PR #571, opened 2026-04-18
fix(workflow): emit :workflow/dag-considered with skip reason

H31MDALLR:
## Summary
Add diagnostic events for DAG activation. Every skip path in `try-dag-execution` now emits `:workflow/dag-considered {:dag/outcome :skipped :dag/reason <reason>}` with a specific reason keyword; activation emits `:dag/outcome :activated` with `:plan/id` + `:plan/task-count`.

Reasons enumerated:
- `:not-plan-phase` — not the plan phase
- `:disabled` — `:disable-dag-execution` set (sub-workflow context)
- `:no-plan-id` — phase output lacks `:plan/id`
- `:no-tasks` — plan has `:plan/id` but empty `:plan/tasks`

## Why this, not the real fix
Three miniforge runs today failed with "implementer wrote no files." Working hypothesis was that DAG never activates because `plan-from-agent` doesn't emit `:plan/id`. But a REPL trace this session showed `dag-applicable?` DOES correctly return the plan when the planner produces the expected shape. So the real skip reason is one of the other three — and we have no way to tell which without observability.

This PR adds that observability. The next run that stalls will emit a `:workflow/dag-considered :skipped` event with the concrete reason, telling us exactly which upstream path to fix. See the PR doc for the full write-up.

## Test plan
- [x] 6 new unit tests in `dag_activation_diagnostics_test` — all pass (12 assertions, 0 failures)
- [ ] Next miniforge run emits `:workflow/dag-considered` in `~/.miniforge/events/<workflow-id>/`
- [x] Publish errors swallowed — observability never breaks execution

## Note on `[BYPASS-HOOKS]`
Pre-existing 5 test failures in `environment_promotion_integration_test` are present on main without this change (verified via stash + re-run). Unrelated to this PR; noted in the commit message.

### DIFF
--- a/components/workflow/src/ai/miniforge/workflow/execution.clj
+++ b/components/workflow/src/ai/miniforge/workflow/execution.clj
@@ -341,6 +341,19 @@
             (inc i)))
         (map-indexed vector pipeline)))
 
+(defn dag-skip-reason
+  "Return the reason DAG execution should be skipped, or nil if it should proceed.
+   Reasons are keywords — :not-plan-phase, :disabled, :no-plan-id, :no-tasks."
+  [phase-name phase-result ctx]
+  (cond
+    (not= :plan phase-name) :not-plan-phase
+    (:disable-dag-execution ctx) :disabled
+    :else (let [plan (extract-plan-from-phase-result phase-result)]
+            (cond
+              (nil? plan) :no-plan-id
+              (empty? (:plan/tasks plan)) :no-tasks
+              :else nil))))
+
 (defn dag-applicable?
   "Check whether DAG execution should be attempted for this phase result.
    Returns the plan map if applicable, nil otherwise."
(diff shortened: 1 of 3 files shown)


components/workflow/src/ai/miniforge/workflow/execution.clj
```diff
@@ -416,16 +457,29 @@
...
+                                {:phase/name phase-name}))
+        nil)
+      (let [plan (extract-plan-from-phase-result phase-result)
+            ctx-with-resume (assoc ctx :pre-completed-ids
+                                   (get-in ctx [:execution/opts :pre-completed-dag-tasks] #{}))
+            _ (emit-dag-considered! ctx :activated :plan-has-tasks
+                                    {:plan/id (:plan/id plan)
+                                     :plan/task-count (count (:plan/tasks plan))})
+            dag-result (dag-orch/execute-plan-as-dag plan ctx-with-resume)]
+        (if (:success? dag-result)
```
H31MDALLR: Use success predicates.

PR #608, opened 2026-04-20
feat(pr-scoring): producer-side PR readiness/risk/policy scoring (N5-δ2)

H31MDALLR:
## Summary

- Producer-side implementation of N5-delta-2 (merged 2026-04-20, #598): a new \`components/pr-scoring\` Polylith brick that subscribes to fine-grained \`:pr/*\` events, calls a pluggable scorer-fn, and emits a new \`:pr/scored\` fine-grained event
- \`supervisory-state\` accumulator consumes \`:pr/scored\` and merges the four scored fields into the canonical \`PrFleetEntry\` — scored fields ride the next coalesced \`:supervisory/pr-upserted\` emission, preserving N5-δ1 §3.4 invariant 6 (single emitter per entity family)
- \`PrFleetEntry\` schema gains four OPTIONAL nested fields per spec §2: \`:pr/readiness\`, \`:pr/risk\`, \`:pr/policy\`, \`:pr/recommendation\`
- Partial-merge semantics: a second \`:pr/scored\` with only \`:risk\` does not clobber a previously stored \`:readiness\` — lets producers emit scores incrementally

## What's not here (follow-ups)

- **Real scorer-fn** calling \`pr-train.readiness/explain-readiness\`, \`pr-train.risk/assess-risk\`, \`policy-pack.external/evaluate-external-pr\`. This PR ships a no-op default scorer-fn that emits nothing, plus the plumbing to inject a real one. The real scorer needs PR-context data (diff, author history, train graph) to be accessible — out of scope here
- **Rust consumer-side**: \`miniforge-control\`'s \`PrFleetEntry\` and TUI §3.2.8/§3.2.9 renders. Separate PR on the control repo

## Test plan

- [x] 26 new unit tests, 39 in combined \`supervisory-state\` + \`pr-scoring\` suite — all green
- [x] Pre-commit: \`bb test\` (changed-bricks, 1464 tests / 6729 passes), \`bb test:graalvm\`, clj-kondo, markdown format — all pass
- [x] Smoke: \`(es/pr-scored stream \"acme/widget\" 42 {...})\` emits a well-formed envelope; verified at REPL
- [ ] Follow-up PR: real scorer integration; add integration test against a live event stream

## Key design decisions (carryover from #598)

- \`pr-scoring\` lives as its own component rather than folded into \`supervisory-state\` — keeps the projection component free of \`pr-train\` / \`policy-pack\` deps
- \`:pr/scored\` is fine-grained, not a snapshot event — invariant 6 preserved
- Scorer-fn injection at \`create\` time so the component is testable without real scoring math and safely runnable in v1 before the real integration ships
- Scorer-fn exceptions are swallowed silently in the scaffold — proper structured logging comes with the real scorer PR

Refs: \`specs/normative/N5-delta-2-pr-scoring.md\` (merged #598)

### DIFF
--- a/components/pr-scoring/src/ai/miniforge/pr_scoring/core.clj
+++ b/components/pr-scoring/src/ai/miniforge/pr_scoring/core.clj
@@ -1,0 +1,158 @@
+;; Title: Miniforge.ai
+;; Subtitle: An agentic SDLC / fleet-control platform
+;; Author: Christopher Lester
+;; Line: Founder, Miniforge.ai (project)
+;; Copyright 2025-2026 Christopher Lester (christopher@miniforge.ai)
+;;
+;; Licensed under the Apache License, Version 2.0 (the "License");
+;; you may not use this file except in compliance with the License.
+;; You may obtain a copy of the License at
+;;
+;;     http://www.apache.org/licenses/LICENSE-2.0
+;;
+;; Unless required by applicable law or agreed to in writing, software
+;; distributed under the License is distributed on an "AS IS" BASIS,
+;; WITHOUT WARRANTIES OR CONDITIONS OF ANY KIND, either express or implied.
+;; See the License for the specific language governing permissions and
+;; limitations under the License.
+
+(ns ai.miniforge.pr-scoring.core
+  "PR scoring component — produces `:pr/scored` events per N5-delta-2 §3.
+
+   Subscribes to fine-grained PR-mutating events on the miniforge event
+   stream, invokes a pluggable *scorer function* for each incoming PR
+   event, and emits a `:pr/scored` event when the scorer returns
+   non-nil scores. The emitted event is consumed exclusively by
+   `supervisory-state`, which merges the four score fields into the
+   canonical `PrFleetEntry` per N5-delta-2 §3.2.
+
+   This component owns the **subscription, trigger, and emission**
+   plumbing. The actual scoring math lives in `pr-train.readiness`,
+   `pr-train.risk`, and `policy-pack.external` — the scorer-fn injected
+   at `create` time is expected to call into those libraries and
+   assemble the `{:readiness :risk :policy :recommendation}` return
+   map (any subset MAY be omitted per N5-delta-2 §5.4).
+
+   ## Scorer-fn contract
+
+       (scorer-fn pr-event) => {:readiness {...}
+                                :risk {...}
+                                :policy {...}
+                                :recommendation :merge} ;; or nil
+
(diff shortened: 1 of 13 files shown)


components/pr-scoring/src/ai/miniforge/pr_scoring/core.clj
```diff
@@ -0,0 +1,158 @@
...
+(def ^:private subscriber-id ::pr-scoring)
+
+;------------------------------------------------------------------------------ Layer 0
+;; Trigger events
+
+(def trigger-event-types
+  "PR-mutating event types whose arrival SHOULD re-score the affected PR.
+   Any event of these kinds is forwarded to the scorer-fn; a nil return
+   signals \"skip this PR for now\" and suppresses emission."
+  #{:pr/created
```
H31MDALLR: Looks like configuration, and config is data.

H31MDALLR: Fixed in 64ef6ea — `trigger-event-types` now lives in `components/pr-scoring/resources/config/pr-scoring/triggers.edn`, loaded lazily via a `delay` so the classpath scan doesn't run at namespace load time. Callers can still override via the `:trigger-event-types` option to `create`/`attach!` so tests and alternate deployments don't need to touch config files.

Scanned the rest of the PR for similar patterns:

**Legitimately config-in-code (only this one):** the trigger set, now fixed.

**Pre-existing issue this PR touched but didn't introduce:** the `audit-summary` map in `event_type_registry.clj` has hardcoded counts (`:total-server-events`, `:browser-handled-count`, `:browser-unhandled-count`, `:naming-asymmetry-count`) that must be manually bumped when the registry grows — I had to change 42→43 and 36→37 to keep `audit-summary-test` happy. These are strictly computable from `event-type-registry` and should be derived, not literal. Worth a separate cleanup PR — flagging here but out of scope for N5-delta-2.

**Kept as-is (not config):**
- Schema enum vectors (`risk-levels`, `policy-overall-states`, `pr-recommendations`) — protocol contract, matches the existing `workflow-run-statuses`/`pr-statuses` pattern in the same file
- Malli schemas for `PrReadiness`/`PrRisk`/`PrPolicy` — schemas are the contract
- The stub-PR map in `pr-scored` accumulator handler — edge-case defaults for "score arrives before create", mirrors the `pr-created` precedent in the same file
- `subscriber-id ::pr-scoring` — identity, not parameter
- `trigger-config-resource` path literal — a resource location, not content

#####

YOUR ASSIGNMENT: An exact copy of the lines from the one containing "- Malli schemas" through the end of the entries is required, and nothing beyond them.

SOLUTION TO THIS EXERCISE:
- Malli schemas for `PrReadiness`/`PrRisk`/`PrPolicy` — schemas are the contract
- The stub-PR map in `pr-scored` accumulator handler — edge-case defaults for "score arrives before create", mirrors the `pr-created` precedent in the same file
- `subscriber-id ::pr-scoring` — identity, not parameter
- `trigger-config-resource` path literal — a resource location, not content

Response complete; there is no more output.